# A comfortable bed.



## johnk854 (Oct 27, 2014)

just wondering what people thought.. Our mhome has pull out slatted bed sections, and a single padded loose panel that we have used in various places - I assume it's to go over the centre?
I'm thinking of making 3 ply padded sections to create a full flat surface for the cushions and mattress topper, which I should be more comfortable?
There are vent slots in the fixed section so I assume I need to replicate in the new ply panels.


----------



## jiwawa (Jun 22, 2007)

I'm not sure I'm correctly visualising what you're describing but my feeling would be that a ply base (even with breathing holes) is likely to cause more condensation than a slatted base.
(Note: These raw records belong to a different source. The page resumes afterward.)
PR #1328, opened 2017-04-03
Replace CD's hand tele with Translocator

Arokha:
Because nobody wants to be randomly spaced for using a tool given to you. Also rebalances translocataor slightly. 5% failure chance, but only to send you to another beacon, not to space you, unless of course you throw one of the beacons into space, so don't do that. Also requires recharges now and has a weapon device cell. Three uses per charge.

Friendly reminder that if you use it on someone with an aggressive grab (including yourself), the grabbed person is translocated too. So you can grab someone, upgrade, then hit **yourself** with it, and you both go.


Very-Soft:
So, can teleport self into own belly? Just curious~

Arokha:
Noh, just teleports you to the same turf, doesn't allow it.

PR #2154, opened 2017-09-12
Makes the thermal vision NIF software illegal.

Cyantime:


Natje0:
It's already locked to Director Access(Or something like that). I think it's fine that way, tbh...

SpadesNeil:
I don't think it should even exist tbh.

Cyantime:
It's currently available to anyone with captain access, combat cyborgs that are only available during code red and bound by laws had theirs taken away, does the captain get a pair of (undetectable) thermals?

SpadesNeil:
That is why it shouldn't exist.

Cyantime:
Making them illegal is pretty similar to not existing, the machine needs to be both hacked and emagged for someone to get them. They also fit better with the other combat software, like the one that generates an egun.

kcin2001:
illegal would work probably

SpadesNeil:
I don't think that one should exist either!

But at least if it's illegal medical crew will generally be like "NO I WON'T INSTALL THAT! IN FACT I'M CALLING SECURITY!"

Cyantime:
You don't install nifsofts, you just go to a vendor and then you have them. You only need to have the nif itself installed by medical.

kcin2001:
Ace medical doesnt install the software only the hardware

SpadesNeil:
Oh. <_>

SpadesNeil:
tbh thermal and weapon nifs should be _removed_

Ketrai:
Why? they're really hard to get. e.g you need to emag and hack the nifsoft machine. (altho emags are rather rare) then they're SO expensive you need to be a high paying job before you can even get them. and if anything people rarely use em, ever.

Renkindle:
I've never seen the illegal weapon NIF software even used before because of those hurdles to get to it.

SpadesNeil:
Expect me to abuse this.

PR #2162, opened 2017-09-14
A miniscule fluff item fix too small to deserve a PR but gets one anyway

Verkister:
-Makes the recent purely cosmetic fluff goggles able to be worn additionally on the extra ear slot and thus not be completely hidden by the character's hairstyle in the "up" state.
-Also fixes my fluff stuffs missing some directory fluff. I ain't fixing this for other people's stuffs this time tho.


SpadesNeil:
This item directory should have `/fluff/` in it also.

PR #2166, opened 2017-09-16
Neopatra's taursuits

Neopatra:
Adds in several more taur variants of voidsuits, biohazard suits, and radiation suits for use by our bigger friends. Also includes code and sprites for taur-specific bomb suits but there is currently no way to summon them naturally as there is no bomb suit crate or equivalent.


Ketrai:
I helped test this and can confirm it's quite good. also yes, this does add extra suits to existing crates, making them more valuable, but the amount of normal players is far greater to taurs, and taur suits are not applicable to anthros.

SilencedMP5A5:
aw ye.

Neopatra:
Oh, whoops. I just committed the same file twice. No wonder it failed the second time. Derp.

PR #2168, opened 2017-09-17
Adds size digestion and adjustable stomach examine.

Cameron653:
- Adds three new digestion modes
1. Shrink. Slowly shrinks prey inside of you and gives you nutrition
2. Grow. Slowly grows prey inside of you and reduces your nutrition
3. Size steal. Slowly steals preys nutrients and size and gives it to you.
- Adds two types of new toggles.
1. Bulge size. This allows you to set how large prey has to be to cause your stomach to show a message on examine.
2. Shrink/grow size. Determines at what point you will stop growing/shrinking your prey.
- Absorbed people don't show up on examine anymore, since they shouldn't make a bulge/whatnot when they're fluff


SpadesNeil:
Nifty.

SilencedMP5A5:
tbh i kinda liked having absorbed prey be visible on examine. my solution was just to move them to another belly labelled 'pudge' or something.

PR #2171, opened 2017-09-18
Game Kit - Reborn

Zap-zapper:
It's time for this wonderful little device to come back again into life. I originally was porting it for other server, but I noticed, that this device can be very useful for this server too. 

This device allows you to play checkers, chess, or whichever game involving those pieces.

I refactored it's kinda ugly code somewhat, removed redundant src's, images are now loading from the game server, not from the cloud, and also I added a feature which allows players to invert board.

Screenz:

gmkt1

gmkt2

gmkt3

gmktkrch


SpadesNeil:
This edits a lot of core files for no good reason, but really, we should give something this neat to Polaris anyway.

JoanRisu:
It's more like 3-4 files. The other files are just the image assets. I'm going through it and it seems to just be cleaning up existing code to render assets off the server instead of an outside source and moving the gaming kit to its own file instead of being in code/defines/obj/weapon.dm.

If anything, the edits to some of our core files were unavoidable but I agree this would probably be more useful and efficient as an upstream pull request at Polaris.

Anewbe:
Oh hell yes, if this works, want.

SpadesNeil:
I have no confirmation if it works because I haven't _personally_ tested it but it _should_ work just fine in your code since it seems to work in ours.

JoanRisu:
If anything, a framework is there that Travis likes.

DickFreedomJohnson:
so when will this be added to polaris and thus added to us?

SpadesNeil:
When someone wants to add it.

PR #2177, opened 2017-09-21
Ports Autotransfer for bellies

Poojawa:
Ohai.

So recently I enabled a megafauna the ability to eat people, then pushed them automatically from maw -> gullet -> gut for gurgles and eventual fate.

Sadly, this requires the porting of addtimers and the subsquent CALLBACK in order to run properly, as these systems need to be able to check if someone's been moved already or is there to be moved. 

Since that's more upstream, I figure I'd be a good neighbor and port it for y'all. 

c70e6195d833a0c608655108a5b9261c
example of being hands off, yet mushed through the connections.


code/modules/vore/eating/belly_vr.dm
```diff
@@ -515,16 +537,8 @@
 	if(!(content in internal_contents))
 		return
 	internal_contents -= content
-	target.internal_contents += content
-	if(content in items_preserved)
-		items_preserved -= content
-		target.items_preserved += content
```
Verkister: Psst I un-nukified the loot gurgle code so you may wanna slip this part back in or things may get kinda borky heh.

SpadesNeil:
This ever gonna be unbroken?

PR #2192, opened 2017-09-23
Fixes the dead running into walls and disposal bins.

Cyantime:


code/modules/mob/living/living.dm
```diff
@@ -138,7 +138,7 @@ default behaviour is:
 			..()
 			if (!istype(AM, /atom/movable) || AM.anchored)
 				//VOREStation Edit - object-specific proc for running into things
-				if((confused || is_blind()) && prob(50) && m_intent=="run")
+				if(((confused || is_blind()) && stat == CONSCIOUS)) && prob(50) && m_intent=="run")
```
Cameron653: if((confused || is_blind()) && stat == CONSCIOUS && prob(50) && m_intent=="run")
Should work. No need to put ()'s around confused and blind, since it already has one doing that.

Cyantime: This is what I get for trying to code while falling asleep

PR #2193, opened 2017-09-23
Adds nom-on-bump behaviour

Screemonster:
Adds a new behaviour to certain simplemobs, giving them a chance of deciding to gobble people up that bump into them regardless of hostility.

This bumpnom behaviour will respect the usual checks like ignoring indigestible people and not eating when full. It _does_ bypass the check for whether it can eat standing people, but assuming it doesn't also pounce you to the floor (with the same chances as it has in combat) you can just move away to avoid it. If you stand still while a wah's casually stuffing you in its mouth you deserve to get ate.

The proc will only trigger in situations where you bump it on non-help intents, or where you would normally swap places. If you decide to go AFK in a room with a catgirl or a gaslamp, buckle in. Likewise, people who are resting or otherwise  have canmove==false won't trigger this, so SSD people _should_ be safe.

Simplemobs don't seem to trigger this against each other (seriously, I filled a room with them bumping into each other all over the place, debug messages everywhere, nothing) so there's no worry about a petting zoo turning into that scene in futurama where they introduce Nibbler. There's an anti-cannibalism check to make sure they won't eat mobs that share a type anyway.

If a mob _does_ try to eat you when you bump it, you'll end up on the same tile rather than swapping. This is because swapping looked really fucky, especially when they pounced and your prone body went sliding across the floor as they moved into your old tile, before getting grabbed back to where you were. (only damper)

### DIFF
--- a/code/modules/mob/living/living.dm
+++ b/code/modules/mob/living/living.dm
@@ -92,12 +92,6 @@ default behaviour is:
 				var/turf/oldloc = loc
 				forceMove(tmob.loc)
 
-				// VOREStation Edit - Begin
-				// In case of micros, we don't swap positions; instead occupying the same square!
-				if (handle_micro_bump_helping(tmob)) return
-				// TODO - Check if we need to do something about the slime.UpdateFeed() we are skipping below.
-				// VOREStation Edit - End
-
 				//VOREstation Edit - Begin
 				if (istype(tmob, /mob/living/simple_animal)) //check bumpnom chance, if it's a simplemob that's bumped
 					tmob.Bumped(src)
@@ -107,10 +101,12 @@ default behaviour is:
 					now_pushing = 0
 					return
 
-				//VOREstation Edit - End
+				// In case of micros, we don't swap positions; instead occupying the same square!
+				if (handle_micro_bump_helping(tmob)) return
+				// TODO - Check if we need to do something about the slime.UpdateFeed() we are skipping below.
+				// VOREStation Edit - End
 
 				tmob.forceMove(oldloc)
-
 				now_pushing = 0
 				return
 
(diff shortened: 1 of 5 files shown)


Screemonster:
Mobs that have been given this behaviour (so far):

- Catgirls. 5% chance, so it's not _hugely_ likely but it'll happen occasionally.

- Wahs. 10% for normal wahs, 75% for greedy purplewahs. Wah nom behaviour has been adjusted after a chat with Zal.

- Gaslamps. Relatively huge 90% chance, but their pounce chance is so low that as long as you move away from them you'll be fine. They're big passive drifty things, so casually eating whatever bumps into their tentacles seems appropriately jellyfishy.

Ketrai:
Add the bump proc for solargrubs, they do eat people, just only ones who surrender, I feel like it could be neat for em

HzDonut:
Maybe it ignores the standing check for micros? After all, tackling someone so small to the floor to eat them would be silly.

Screemonster:
That might be a worthwhile thing for regular pounces, this just skips it. The can_eat_standing var is used in combat to decide whether hostilemobs can eat people, this behaviour only comes into play outside of combat. As it happens, the bumpnom check is done immediately after the "are you small enough for me to step on" check that micros go through.

KotetsuRedwood:
A 50% chance for solargrubs sounds neat and maybe some chances for oties, too. Probably like 5% for ones on station and 30% for wilderness ones, maybe?

Screemonster:
DNM 'cause I need to add another check to disable the behaviour for player-controlled simplemobs.

Screemonster:
They now won't do the thing if they have a ckey. Also moved the check to avoid possible conflict with micro step behaviour. (ie. it won't skip the nom check for people small enough to walk under them now)

PR #2196, opened 2017-09-23
Smol fix for grub event.

Ketrai:
This makes it so grubs are less tedious to deal with. They always spawn with around 4, and always in the same area. This way security shouldn't have to hunt them down.

- Also for people who don't know yet, their chem injection has been fixed, so now they don't do insane amounts of damage like they're not supposed to anyways.

### DIFF
--- a/code/modules/events/grubinfestation_vr.dm
+++ b/code/modules/events/grubinfestation_vr.dm
@@ -1,35 +1,35 @@
 /datum/event/grub_infestation
-    announceWhen = 10
-    endWhen = 11
-    var/location
-    var/locstring
- 
+	announceWhen = 10
+	endWhen = 11
+	var/location
+	var/locstring
+
 /datum/event/grub_infestation/start()
- 
-    location = rand(0,8)
-    var/list/turf/simulated/floor/turfs = list()
-    var/spawn_area_type
-    spawn_area_type = /area/tether/outpost/solars_outside
-    locstring = "the solar farm"
- 
-    for(var/areapath in typesof(spawn_area_type))
-        var/area/A = locate(areapath)
-        for(var/turf/simulated/floor/F in A.contents)
-            if(turf_clear(F))
-                turfs += F
- 
-    var/list/spawn_types = list()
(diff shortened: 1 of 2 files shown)


Ketrai:
How is there a dme error when I literally downloaded a fresh branch like an hour ago?

code/modules/events/grubinfestation_vr.dm
```diff
@@ -1,26 +1,35 @@
...
+			var/spawn_type = pick(spawn_types)
+			new spawn_type(T)
 
-	while((spawncount >= 1) && vents.len)
-		var/obj/vent = pick(vents)
-		new /obj/effect/spider/spiderling/grub(vent.loc)
-		vents -= vent
-		spawncount--
+/datum/event/grub_infestation/announce()
+	command_announcement.Announce("Bioscans indicate that solar grubs have somehow entered through the gateway. Clear them out, before this starts to affect the powergrid.", "Vermin infestation")
```
SpadesNeil: The gateway? Do they only ever spawn in the gateway?

Ketrai: Yup, any other areas you want them to spawn in? people complained about them ending up all over the station, even in like telecoms

SpadesNeil: I say let them show up anywhere except some blacklisted areas, but _not_ use vents.

Or conversely, whitelisted areas, as defined in the original infestation code for mice and lizards.

Ketrai: Actually am going to gather opinions on this via a vote.

Ketrai: https://strawpoll.com/5c8ry1s7

SpadesNeil: "All over station, excluding the dorms" has huge majority compared to other stuff.

Ketrai: Alrite, i'll close this pull for now and go work on a fix so they can still spawn everywhere, just not the dorms.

That's been my experience in the past.


----------



## aldra (Jul 2, 2009)

Ours are slatted

With spring mattresses 

A bit firm
So memory foam topping
A really comfortable sleep

Mind you we sleep on a deep memory foam mattress at home 

For us brilliant

Aldra


----------



## johnk854 (Oct 27, 2014)

Thank jww I didn't think of that - just to clarify - we have benches either side of the area. There are pull out slatted sections under each bench that we pull out, they meet in the centre forming the base of the bed. We have a loose board that at the moment, which we put over the joint..


----------



## aldra (Jul 2, 2009)

Any photos ??

Aldra


----------